Ovarian cancer is a particularly insidious disease. Its early stages often do lead to symptoms, contrary to popular belief, but nothing that can't be interpreted as several of a number of other, far less serious diseases. The cancer generates biomarkers that can be measured with blood tests, but these biomarkers can also indicate other kinds of cancer or no cancer at all.

By the time ovarian cancer is finally diagnosed, it is usually too late to treat it. In the United States alone, epidemiologists estimate that more than 21,000 women will be diagnosed with the disease and approximately 14,180 will die of it. Most American women do not receive a life-extending treatment for ovarian cancer, however, that can add an average of 16 months to their lives.

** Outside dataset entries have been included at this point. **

PR #2745, opened 2019-08-20
Renovate core.atomic, improve and simplify the constraints on functions

TurkeyMan:
Add missing features to the API.
Most functions are slightly more efficient.
Concentrate more specific work into less surface area.

Fixes Issue 20107 - core.atomic : Memory order is missing keys
Fixes Issue 20106 - core.atomic : atomicFence doesn't accept MemoryOrder
Fixes Issue 20105 - core.atomic 'cas' function is incomplete
Fixes Issue 18643 - Compiling error when combining CAS and numeric literal.
Fixes Issue 15007 - core.atomic match C++11
Fixes Issue 8831 - core.atomic: add compare-and-swap function with other result type

### DIFF
--- a/src/core/atomic.d
+++ b/src/core/atomic.d
@@ -276,7 +276,7 @@ in (atomicPtrIsProperlyAligned(here), "Argument `here` is not properly aligned")
  * Returns:
  *  true if the store occurred, false if not.
  */
-bool cas(T,V1,V2)(T* here, V1 ifThis, V2 writeThis) pure nothrow @nogc @trusted
+bool cas(MemoryOrder succ = MemoryOrder.seq,MemoryOrder fail = MemoryOrder.seq,T,V1,V2)(T* here, V1 ifThis, V2 writeThis) pure nothrow @nogc @trusted
     if (!is(T == shared S, S) && is(T : V1))
 in (atomicPtrIsProperlyAligned(here), "Argument `here` is not properly aligned")
 {
@@ -287,14 +287,14 @@ in (atomicPtrIsProperlyAligned(here), "Argument `here` is not properly aligned")
     static if (__traits(isFloating, T))
     {
         alias IntTy = IntForFloat!T;
-        return atomicCompareExchangeStrongNoResult(cast(IntTy*)here, *cast(IntTy*)&arg1, *cast(IntTy*)&arg2);
+        return atomicCompareExchangeStrongNoResult!(succ, fail)(cast(IntTy*)here, *cast(IntTy*)&arg1, *cast(IntTy*)&arg2);
     }
     else
-        return atomicCompareExchangeStrongNoResult(here, arg1, arg2);
+        return atomicCompareExchangeStrongNoResult!(succ, fail)(here, arg1, arg2);
 }
 
 /// Ditto
-bool cas(T,V1,V2)(shared(T)* here, V1 ifThis, V2 writeThis) pure nothrow @nogc @trusted
+bool cas(MemoryOrder succ = MemoryOrder.seq,MemoryOrder fail = MemoryOrder.seq,T,V1,V2)(shared(T)* here, V1 ifThis, V2 writeThis) pure nothrow @nogc @trusted
     if (!is(T == class) && (is(T : V1) || is(shared T : V1)))
 in (atomicPtrIsProperlyAligned(here), "Argument `here` is not properly aligned")
 {
@@ -310,15 +310,15 @@ in (atomicPtrIsProperlyAligned(here), "Argument `here` is not properly aligned")
         static assert(!hasUnsharedIndirections!V2, "Copying `" ~ V2.stringof ~ "* writeThis` to `" ~ shared(T).stringof ~ "* here` would violate shared.");
         alias Thunk2 = V2;
     }
-    return cas(cast(T*)here, *cast(Thunk1*)&ifThis, *cast(Thunk2*)&writeThis);
+    return cas!(succ, fail)(cast(T*)here, *cast(Thunk1*)&ifThis, *cast(Thunk2*)&writeThis);
 }
 
 /// Ditto
-bool cas(T,V1,V2)(shared(T)* here, shared(V1) ifThis, shared(V2) writeThis) pure nothrow @nogc @trusted
+bool cas(MemoryOrder succ = MemoryOrder.seq,MemoryOrder fail = MemoryOrder.seq,T,V1,V2)(shared(T)* here, shared(V1) ifThis, shared(V2) writeThis) pure nothrow @nogc @trusted
     if (is(T == class))
 in (atomicPtrIsProperlyAligned(here), "Argument `here` is not properly aligned")
 {
-    return atomicCompareExchangeStrongNoResult(cast(T*)here, cast(V1)ifThis, cast(V2)writeThis);
+    return atomicCompareExchangeStrongNoResult!(succ, fail)(cast(T*)here, cast(V1)ifThis, cast(V2)writeThis);
 }
 
 /**
@@ -335,7 +335,7 @@ in (atomicPtrIsProperlyAligned(here), "Argument `here` is not properly aligned")
  * Returns:
  *  true if the store occurred, false if not.
  */
-bool cas(T,V)(T* here, T* ifThis, V writeThis) pure nothrow @nogc @trusted
+bool cas(MemoryOrder succ = MemoryOrder.seq,MemoryOrder fail = MemoryOrder.seq,T,V)(T* here, T* ifThis, V writeThis) pure nothrow @nogc @trusted
     if (!is(T == shared S, S) && !is(V == shared U, U))
 in (atomicPtrIsProperlyAligned(here), "Argument `here` is not properly aligned")
 {
@@ -345,14 +345,14 @@ in (atomicPtrIsProperlyAligned(here), "Argument `here` is not properly aligned")
     static if (__traits(isFloating, T))
     {
         alias IntTy = IntForFloat!T;
-        return atomicCompareExchangeStrong(cast(IntTy*)here, cast(IntTy*)ifThis, *cast(IntTy*)&writeThis);
+        return atomicCompareExchangeStrong!(succ, fail)(cast(IntTy*)here, cast(IntTy*)ifThis, *cast(IntTy*)&writeThis);
     }
     else
-        return atomicCompareExchangeStrong(here, ifThis, writeThis);
+        return atomicCompareExchangeStrong!(succ, fail)(here, ifThis, writeThis);
 }
 
 /// Ditto
-bool cas(T,V1,V2)(shared(T)* here, V1* ifThis, V2 writeThis) pure nothrow @nogc @trusted
+bool cas(MemoryOrder succ = MemoryOrder.seq,MemoryOrder fail = MemoryOrder.seq,T,V1,V2)(shared(T)* here, V1* ifThis, V2 writeThis) pure nothrow @nogc @trusted
     if (!is(T == class) && (is(T : V1) || is(shared T : V1)))
 in (atomicPtrIsProperlyAligned(here), "Argument `here` is not properly aligned")
 {
@@ -373,15 +373,15 @@ in (atomicPtrIsProperlyAligned(here), "Argument `here` is not properly aligned")
         alias Thunk2 = V2;
     }
     static assert (is(T : Thunk1), "Mismatching types for `here` and `ifThis`: `" ~ shared(T).stringof ~ "` and `" ~ V1.stringof ~ "`.");
-    return cas(cast(T*)here, cast(Thunk1*)ifThis, *cast(Thunk2*)&writeThis);
+    return cas!(succ, fail)(cast(T*)here, cast(Thunk1*)ifThis, *cast(Thunk2*)&writeThis);
 }
 
 /// Ditto
-bool cas(T,V)(shared(T)* here, shared(T)* ifThis, shared(V) writeThis) pure nothrow @nogc @trusted
+bool cas(MemoryOrder succ = MemoryOrder.seq,MemoryOrder fail = MemoryOrder.seq,T,V)(shared(T)* here, shared(T)* ifThis, shared(V) writeThis) pure nothrow @nogc @trusted
     if (is(T == class))
 in (atomicPtrIsProperlyAligned(here), "Argument `here` is not properly aligned")
 {
-    return atomicCompareExchangeStrong(cast(T*)here, cast(T*)ifThis, cast(V)writeThis);
+    return atomicCompareExchangeStrong!(succ, fail)(cast(T*)here, cast(T*)ifThis, cast(V)writeThis);
 }
 
 /**
--- a/src/core/atomic.d
+++ b/src/core/atomic.d
@@ -385,6 +385,133 @@ in (atomicPtrIsProperlyAligned(here), "Argument `here` is not properly aligned")
 }
 
 /**
+* Stores 'writeThis' to the memory referenced by 'here' if the value
+* referenced by 'here' is equal to 'ifThis'.
+* The 'weak' version of cas may spuriously fail. It is recommended to
+* use `casWeak` only when `cas` would be used in a loop.
+* This operation is both
+* lock-free and atomic.
+*
+* Params:
+*  here      = The address of the destination variable.
+*  writeThis = The value to store.
+*  ifThis    = The comparison value.
+*
+* Returns:
+*  true if the store occurred, false if not.
+*/
+bool casWeak(MemoryOrder succ = MemoryOrder.seq,MemoryOrder fail = MemoryOrder.seq,T,V1,V2)(T* here, V1 ifThis, V2 writeThis) pure nothrow @nogc @trusted
+    if (!is(T == shared S, S) && is(T : V1))
+in (atomicPtrIsProperlyAligned(here), "Argument `here` is not properly aligned")
+{
+    // resolve implicit conversions
+    T arg1 = ifThis;
+    T arg2 = writeThis;
+
+    static if (__traits(isFloating, T))
+    {
+        alias IntTy = IntForFloat!T;
+        return atomicCompareExchangeWeakNoResult!(succ, fail)(cast(IntTy*)here, *cast(IntTy*)&arg1, *cast(IntTy*)&arg2);
+    }
+    else
+        return atomicCompareExchangeWeakNoResult!(succ, fail)(here, arg1, arg2);
+}
+
+/// Ditto
+bool casWeak(MemoryOrder succ = MemoryOrder.seq,MemoryOrder fail = MemoryOrder.seq,T,V1,V2)(shared(T)* here, V1 ifThis, V2 writeThis) pure nothrow @nogc @trusted
+    if (!is(T == class) && (is(T : V1) || is(shared T : V1)))
+in (atomicPtrIsProperlyAligned(here), "Argument `here` is not properly aligned")
+{
+    static if (is (V1 == shared U1, U1))
+        alias Thunk1 = U1;
+    else
+        alias Thunk1 = V1;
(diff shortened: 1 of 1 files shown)


TurkeyMan:
That buildkite error is problematic... it's in master now.

TurkeyMan:
See, the old `atomicLoad` accepted a `shared const T`, and returned a `T`, which means the const was lost through the `atomicLoad` call... which is REALLY bad.
I fixed that... and now this issue where vibe.d is trying to assign to an atomic thing shows up.

I think this is acceptable breakage, because this fixes a heinous const violation bug.

wilzbach:
> I don't know how that ever worked; but it looks like I've broken it.

Yes -> https://github.com/dlang/druntime/pull/2739#issuecomment-522862487

> I think this is acceptable breakage, because this fixes a heinous const violation bug.

You just broke ten of the top 50 dub packages. It would have been okay if Vibe.d was fixed __before__.

TurkeyMan:
I can hack the bug back in there... but it's a terrible bug, no matter how you slice it.

TurkeyMan:
Also, I didn't break it, I don't have merge rights!

Geod24:
> I can hack the bug back in there... but it's a terrible bug, no matter how you slice it.

Surely is a terrible code, but breaking the ability to compile older Vibe.d with newer release is terrible for the ecosystem.

TurkeyMan:
https://github.com/vibe-d/vibe.d/issues/2348

I'll give them a day or 2 to respond, or I'll commit the bug back in there.
We missed 2.088, so we're months away from this code being released.

TurkeyMan:
This PR fixes 5 issues, why does dlang-bot only mention one?

TurkeyMan:
> compile older Vibe.d with newer release

What do you suggest? I don't think tremendously bad bugs in druntime are acceptable... :/

wilzbach:
Dlang-bot only looks at commit messages.

TurkeyMan:
All 5 are in the commit message.

wilzbach:
> we're months away from this code being released.

The CI should never be red though :/

TurkeyMan:
> The CI should never be red though :/

I can hack the bug back in there... although I reckon they'll fix it in vibe.d by tomorrow.

TurkeyMan:
Why doesn't dlang-bot see the issues that are fixed? They won't appear in the changelog unless they're referenced here...

TurkeyMan:
Oh well, I guess the changelog is just missing some great info!

Why would dlang-bot only look at the commit messages? He should look at the PR description... I always forget to add text to the commit message, and then I need to cause a full rebuild of the CI to amend the message... that's terribly wasteful.

wilzbach:
> Why would dlang-bot only look at the commit messages? He should look at the PR description

Because _only_ the commit messages are available when you look at the git log between two releases.

> although I reckon they'll fix it in vibe.d by tomorrow.

No, I doubt it will get fixed within the two months. Vibe.d isn't really maintained + you need to release the change in Vibe.d and then upgrade all libraries/apps that use it + release them.

wilzbach:
> Why doesn't dlang-bot see the issues that are fixed? 

Looks like it only looks at the first "fixes" string. However, there's this:

https://github.com/dlang/dlang-bot#referencing-multiple-issues

TurkeyMan:
> No, I doubt it will get fixed within the two months.

So, should I put the bug back? Should we give it a short while and put it back later?
I think anyone of you who can build vibe.d could make the PR in about 3 minutes...

wilzbach:
> So, should I put the bug back?

Unfortunately, you have to :/ 

> I think anyone of you who can build vibe.d could make the PR in about 3 minutes...

Yes, but you also need to release a new version which only happens every 2-3 months and afterwards update all the other projects that depend on Vibe.d.
So I guess the only thing we can do is revert it for now, and open a revert of that revert, s.t. it's not forgotten and can be merged once Vibe.d is updated.

TurkeyMan:
It is done. Someone should make a PR for vibe.d...

aG0aep6G:
> See, the old `atomicLoad` accepted a `shared const T`, and returned a `T`, which means the const was lost through the `atomicLoad` call... which is REALLY bad.

It's not bad at all, as long as:

* `atomicLoad` makes a copy. It does make a copy, right?
* `T` isn't a class or struct. `TailShared` was checking for this case.

TurkeyMan:
Right, if `T` has any indirection.
- is a pointer
- is a slice
- is a delegate
- is a struct with any of those things

How could TailShared check for that? `TailShared`T` can't know the source was const... so it would have no reason to believe a contained indirection should remain const?

TurkeyMan:
https://github.com/vibe-d/vibe.d/pull/2349

aG0aep6G:
> Right, if `T` has any indirection.
> 
>     * is a pointer

Not a problem. `T` becomes `const(Foo)*`.

>     * is a slice

Not a problem. `T` becomes `const(Foo)[]`.

>     * is a delegate

I'm not sure about this one. Does `const` on a delegate mean anything beyond "can't reassign it"?

>     * is a struct with any of those things
> 
> 
> How could TailShared check for that? `TailShared!T` can't know the source was const... so it would have no reason to believe a contained indirection should remain const?

You're right about structs. I was thinking of `shared`, not `const`. `TailShared` does nothing here, and it is a `const` violation.

TurkeyMan:
> Not a problem. `T` becomes `const(Foo)*`.

Huh?

```d
        const(int*) fun();
        auto y = fun();
        pragma(msg, typeof(y));

 > const(int*)
```

Same for the others... are you sure?

WalterBright:
The buildkite/dmd error:
```
```
The code https://github.com/vibe-d/vibe.d/blob/master/crypto/vibe/crypto/cryptorand.d
```
auto p = atomicLoad(*cast(const shared GET_RANDOM*) &hasGetRandom);
if (p == GET_RANDOM.UNINITIALIZED)
{
	p = initHasGetRandom() ? GET_RANDOM.AVAILABLE   <= error on this line
					: GET_RANDOM.NOT_AVAILABLE;
```

TurkeyMan:
Thanks @WalterBright ;)
Bit late... we've been discussing this for hours, and I fixed it already.

aG0aep6G:
> > Not a problem. `T` becomes `const(Foo)*`.
> 
> Huh?

I mean this:

```d
T f(T)(const T thing) { return thing; }
const int* p;
auto x = f(p);
pragma(msg, typeof(x)); /* const(int)* */
```

TurkeyMan:
How does that work O_o ... `T` should be inferred to `int*` no? How does `T` keep the `const`?

aG0aep6G:
> How does that work O_o ... `T` should be inferred to `int*` no? How does `T` keep the `const`?

`const(int*)` is the same as `const(const(int)*)`. Removing `const` from that type leaves `const(int)*`. Working as intended.

TurkeyMan:
Oh yeah!!
So obvious! :P
Sorry, that's a massive derp moment.

TurkeyMan:
@thewilsonator Should probably prioritise this patch to un-break the CI ;)

UplinkCoder:
All the formatting changes make it hard to read the diff;
any chance you can commit a version without the white-space changes?

TurkeyMan:
That's a lot of work >_<

lesderid:
If you're using the GitHub diff view, you can hide lines that only have whitespace changes: https://github.com/dlang/druntime/pull/2745/files?w=1.

CyberShadow:
The longer master remains broken, the more easier it is for more breaking changes to slip in, and the longer the resulting mess will take to figure out. We should not be fixing master breakage due to a non-trivial PR with another non-trivial PR. Can we revert #2739? Then it can be folded into this PR and we can ensure that the full result is not breaking.

Also, the first commit in this PR is currently a mess and should have been several commits.

TurkeyMan:
Sure, do what you like. I didn't merge the last one; I don't have merge rights.

But I've spend weeks on this and if I were billing D, something like $3000-4000... what's broken is broken, this is the final destination, so it needs to be reviewed regardless.

You're right, I shouldn't have made the whitespace change; I was really struggling to maintain the original file's unusual extra-spacing style, so I made it consistent with the rest of druntime.
Personally, I can disable whitespace diff's in my diff view (including github) and it just doesn't bother me.

CyberShadow:
> Sure, do what you like. I didn't merge the last one; I don't have merge rights.

As you are familiar with the code, you have the opportunity to take initiative and help fix the situation (in a way that also doesn't obstruct your work too much), but I guess you have no interest in such things?

> But I've spend weeks on this and if I were billing D, something like $3000-4000...

Then, you must be a very good salesman.

Please get over yourself. Almost all contributors to D do it voluntarily in their free time and work together to create a better project. Money has nothing to do with any of it; putting a monetary value on your contribution is frankly insulting to those who do it in their free time.

> this is the final destination, so it needs to be reviewed regardless.

I'm not sure how you meant it, but one interpretation of that is disrespectful to reviewers and future contributors who will need to read and update code affected by your changes.

> You're right, I shouldn't have made the whitespace change; I was really struggling to maintain the original file's unusual extra-spacing style, so I made it consistent with the rest of druntime.

No problem with that; but, it is much easier to review changes when they are split into minimal commits. In case of whitespace, you could either fix the style first in one commit then use the correct style in new code, or add code using whatever style then fix the style in a separate commit. Ideally, each commit should be a minimal change (before and after which the project still works) constrained to a single matter.

You specified the first commit to fix 6 bugs. This is abnormal. Ideally, there ought to be either 6 commits each fixing one bug, or all but one of those bugs should be closed as duplicates.

TurkeyMan:
> As you are familiar with the code, you have the opportunity to take initiative and help fix the situation (in a way that also doesn't obstruct your work too much), but I guess you have no interest in such things?

I'm not sure what you mean... This PR fixes it, and it's all green. It's been all green for days. I spent a lot of time working on this, so to say I have no interest in fixing it is very unfair. I worked to fix it immediately, and it's sitting here.

> putting a monetary value on your contribution is frankly insulting to those who do it in their free time.

I removed that comment immediately, and I apologies for it to the reasonable extent that it was insulting; but what's frustrating to me is trying to justify my commitment to the community to myself repeatedly for so long. My energy here DOES have a monetary value (as is true for every contributor) whether it's politically correct to recognise that or not.
What annoyed me is the idea that now I need to spend another evening wasting time doing busy work when you can hide whitespace changes in the diff-view. This PR (which fixes the issue in question) was a lot of work, and has been sitting here for a couple of days since I finished it while people are upset that the build is broken.
It can be reviewed and merged: build is not broken. I can spend my night teasing it apart into bits... but I need to find time for that.

We just waste so much time here, and it makes me unreasonably distressed.

> > this is the final destination, so it needs to be reviewed regardless.
>
> I'm not sure how you meant it, but one interpretation of that is disrespectful to reviewers and future contributors who will need to read and update code affected by your changes.

I don't know what you mean, I'm just saying I'm done with this PR. I don't have any more changes planned, I think this is fully baked.

> You specified the first commit to fix 6 bugs. This is abnormal. Ideally, there ought to be either 6 commits each fixing one bug, or all but one of those bugs should be closed as duplicates.

They're definitely not duplicates, just that a lot of issues are resolved by tidying and fixing the API in general.
I agree it would be better to fix each function one at a time, but that's not what I did. Is it necessary that I burn a few more hours trying to tease it apart?

CyberShadow:
> I removed that comment immediately

OK, I removed the replies too. Sorry if I misunderstood anything.

> I worked to fix it immediately, and it's sitting here.

I understand how you feel. Some of my PRs stayed open for over a year, and many never land at all. This is the nature of open-source development. Reviewing others' contributions is a thankless chore, so you often have to make an extra effort to make changes as easy as possible to review.

> Is it necessary that I burn a few more hours trying to tease it apart?

I think it would certainly be appreciated! Consider the possibility that this PR introduces a regression. Finding exactly which part of a change in a big PR introduced it is much easier when the changes are split into many commits.

TurkeyMan:
> so you often have to make an extra effort to make changes as easy as possible to review.

I knew I fucked that up the moment I got there, but the damage was done, and I haven't had time (or will) to spend a few more hours splitting it apart.
It's also counter-productive at a number of levels... having N small PR's merged takes N review cycles, and sitting and waiting for that which might block for a day becomes a blocker for a week.

I don't know how to be more efficient here; by I can and do game it to increase efficiency in whatever ways I can affect that. Is has been my experience that merging one PR is easier than merging 5, and to that extend, there's an obvious pressure to keep doing that. I understand the ways that that's bad, but the path of least resistance will virtually always win.

We should just all meet up somewhere more frequently and get shit done in the same room.

> Consider the possibility that this PR introduces a regression.

It probably will; I changed some subtle broken things. It exposed a bug in vibe.d for instance... which is a really bad bug, and it pains me to revert the fix.

CyberShadow:
> It's also counter-productive at a number of levels... having N small PR's merged takes N review cycles, and sitting and waiting for that which might block for a day becomes a blocker for a week.

I agree with you here, which is why I suggested splitting it into commits, not PRs. However, Walter historically prefers them spread even over separate PRs. One advantage of using PRs is that if you agree with all changes up to some point, you can merge just those. Per-commit reviews is also how software forges used on larger scales seem to work (Phabricator and Gerrit).

TurkeyMan:
Another problem with many PR's, is that each one merged re-runs CI on the others which takes hours each time.

Geod24:
> What do you suggest? I don't think tremendously bad bugs in druntime are acceptable... :/

According to https://github.com/dlang/druntime/pull/2745#issuecomment-522898187 the "tremendous" part was quite exaggerated.

As mentioned in the Vibe.d PR, the bug you fixed didn't have any impact on the user. But fixing it means that:
- Other projects not depending on Vibe.d could use this pattern and be broken by the change
- People updating to newer compilers directly loose the ability to bisect on Vibe.d
- We force anyone updating to update to the newest compiler to update their Vibe.d dependency
- We potentially force any library depending on Vibe.d to release a new version

Don't get me wrong, this needs to be fixed eventually, but fixing it only makes life worse for users of druntime at the moment, not better. So having everything fixed beforehand and giving it at least a release to propagate is, I think, not too much to ask for.

TurkeyMan:
> According to #2745 (comment) the "tremendous" part was quite exaggerated.

Well, it's just applicable to `class` and `struct`, but not to `int*` or `int[]` as I initially thought... so the bad-ness is identical, it just affects less things that I initially thought.

I'm not good with a function that silently casts const away from a struct.

> So having everything fixed beforehand and giving it at least a release to propagate is, I think, not too much to ask for.

I buy your arguments, which is why I reintroduced it to this PR. It is also in isolation here: https://github.com/dlang/druntime/pull/2753

TurkeyMan:
I separated the whitespace change and casWeak into separate patches.

TurkeyMan:
And split it some more for good measure.

n8sh:
> I think this is acceptable breakage, because this fixes a heinous const violation bug.

The old behavior was not a bug because it only could occur for types without indirections. It is legal to convert `const int` to `int`. You almost never want to return a `const` scalar because it causes problems with `auto`, like happened to the code that broke in vibe.d.

aG0aep6G:
> The old behavior was not a bug

There is a bug. To clear up the confusion (to which I contributed earlier), here is an example:

```d
import core.atomic;
struct S { int* p; }
void main()
{
    immutable int* p = new immutable int(42);
    auto s = immutable S(p);
    auto x = atomicLoad(s);
    pragma(msg, typeof(x.p)); /* shared(int)* - uh oh */
    *x.p = 13; /* mutating an immutable int */
}
```

The problem is that `atomicLoad` strips away const from structs and classes. There is no issue with scalars, pointers, arrays. It's just structs and classes.

TurkeyMan:
Is there something wrong with this?

src/core/atomic.d
```diff
@@ -113,28 +113,30 @@ TailShared!T atomicLoad(MemoryOrder ms = MemoryOrder.seq, T)(ref const shared T
  *  newval = The value to store.
  */
 void atomicStore(MemoryOrder ms = MemoryOrder.seq, T, V)(ref T val, V newval) pure nothrow @nogc @trusted
-    if (__traits(compiles, { val = newval; }) && !is(T == shared S, S) && !is(V == shared U, U))
+    if (!is(T == shared S, S) && !is(V == shared U, U))
```
lesderid: Couldn't this just be `if (!is(T == shared) && !is(V == shared))`?

src/core/atomic.d
```diff
@@ -539,9 +666,9 @@ private
     }
 
     // TODO: it'd be nice if we had @trusted scopes; we could remove this...
```
lesderid: Could be replaced with a `@trusted` lambda (something like `(() @trusted => casWeak(&val, &get, set))()`)? Not sure if that's better here though.

src/core/atomic.d
TurkeyMan: Oh yeah... I guess so. I didn't think of that ;)

src/core/atomic.d
TurkeyMan: Yeah, possibly the lamest pattern D ever manifested. I don't want to put another another another function call around an asm opcode. There's already 3-4 more than enough.

src/core/atomic.d
```diff
@@ -112,39 +112,41 @@ TailShared!T atomicLoad(MemoryOrder ms = MemoryOrder.seq, T)( ref const shared T
...
  *  newval = The value to store.
  */
-void atomicStore(MemoryOrder ms = MemoryOrder.seq, T, V)( ref T val, V newval ) pure nothrow @nogc @trusted
-    if ( __traits( compiles, { val = newval; } ) && !is(T == shared S, S) && !is(V == shared U, U) )
+void atomicStore(MemoryOrder ms = MemoryOrder.seq, T, V)(ref T val, V newval) pure nothrow @nogc @trusted
+    if (!is(T == shared S, S) && !is(V == shared U, U))
 {
-    static if ( __traits(isFloating, T) )
+    // resolve implicit conversions
+    T arg = newval;
```
dnadlinger: Hmm, doesn't this end up `@trust`ing potentially arbitrary user code?

TurkeyMan: That's an interesting point.
It's invalid for any type that interacts with atomic to have non-trivial copy anyway... so I can assert that in the constraint and then we can have confidence this is safe.
I actually thought about that while doing this (not for this exact reason), but it's stuck on https://issues.dlang.org/show_bug.cgi?id=19902, which is a really bad regression, and it's been sitting there for months!
I figured I'd add that restriction whenever this is solved.

TurkeyMan: I put the assert.
I'm not sure if the same assert should be everywhere though; `atomicStore` is definitely a copying assignment, whereas exchange and cas are both actually swap operations, which are move operations, so they don't actually interact with copy semantics.

TurkeyMan:
2 weeks feels like a long time to twiddle my thumbs... I could be programming, but I'm playing video games instead ;)

src/core/atomic.d
kinke: @TurkeyMan: This line causes a regression for:
```
struct S
{
    int x;
    alias x this;
}
shared S s;
s = 0x1234_5678;
atomicStore(s, 0); // => Error: cannot implicitly convert expression `newval` of type `int` to `S`
assert(s.x == 0);
```

Note that the removed `__traits( compiles, { val = newval; } )` constraint doesn't play a role due to `alias this` magic, i.e., assignment is fine, but construction via implicit conversion fails. An explicit cast would work.

TurkeyMan: interesting.
so you're saying the semantic difference is that i changed a copy to a construction?

is this real code? does this occur somewhere?

kinke: It's only an additional LDC test (https://github.com/ldc-developers/druntime/blob/77066d7d399b0da1e94699da37436066589898ef/src/core/atomic.d#L1073-L1081), so I hope code like this isn't in the wild.

I'm not sure how to handle it best, i.e., whether such code should be disallowed or whether an explicit cast in `atomicStore` is justified.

Not A Recent Innovation In Cancer Treatment

What is this innovation in treating ovarian cancer? It is not an especially complicated technique. As far back as the year 2006, the (US) National Cancer Institute took the rare step of making an "important clinical announcement," advising doctors of a change in treatment methods so significant that they should modify their treatment protocols for ovarian cancer immediately. A major study had found that pumping the standard chemotherapy drugs for ovarian cancer directly into the peritoneum (the membrane lining the abdomen), rather than through a vein in the arm, could add more than a year, 16 months on average, to the lives of women who were diagnosed with the disease and being treated for it. 
 
Cancer experts urged that the method of administering chemo be used for women ovarian cancer immediately.
 
Nearly 10 years later, fewer than half of American women who were diagnosed with this form of cancer were getting their chemotherapy intraperitoneally, through a port in the abdomen. Every year, thousands of years of life are needlessly lost because of these outdated treatment practices. As Dr Maurie Markman, president of medicine and science at Cancer Treatment Centers of America, told the New York Times, "It's unfortunate, but it's the real world. To call the situation 'tragic' would be fair."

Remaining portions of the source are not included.